■ What is needed
Reproduce the records below exactly as given.

***** Extracted data

PR #1890, opened 2021-09-18
Report platform for desktop builds

amacneil:
**User-Facing Changes**
None

**Description**
Amplitude defaults to always tracking the platform as `Web`. Updated to report the OsContext platform.


jtbandes (commented):
LGTM — why bother capitalizing?

amacneil:
Only because their default `Web` (and other properties) were already capitalized.

PR #1900, opened 2021-09-22
Remove CSS modules from more components

2metres:
**User-Facing Changes**
None

**Description**
Refactor CSS modules out of `main/StudioWindow`, `components/TimeBasedChartTooltipContent`, and `components/TextContent` and into CSS-in-JS

Part of larger style approach refactor #1691


defunctzombie:
:shipit:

**********

■ Response box
PR #1890, opened 2021-09-18
Report platform for desktop builds

amacneil:
**User-Facing Changes**
None

**Description**
Amplitude defaults to always tracking the platform as `Web`. Updated to report the OsContext platform.


jtbandes (commented):
LGTM — why bother capitalizing?

amacneil:
Only because their default `Web` (and other properties) were already capitalized.

PR #1900, opened 2021-09-22
Remove CSS modules from more components

2metres:
**User-Facing Changes**
None

**Description**
Refactor CSS modules out of `main/StudioWindow`, `components/TimeBasedChartTooltipContent`, and `components/TextContent` and into CSS-in-JS

Part of larger style approach refactor #1691


defunctzombie:
:shipit:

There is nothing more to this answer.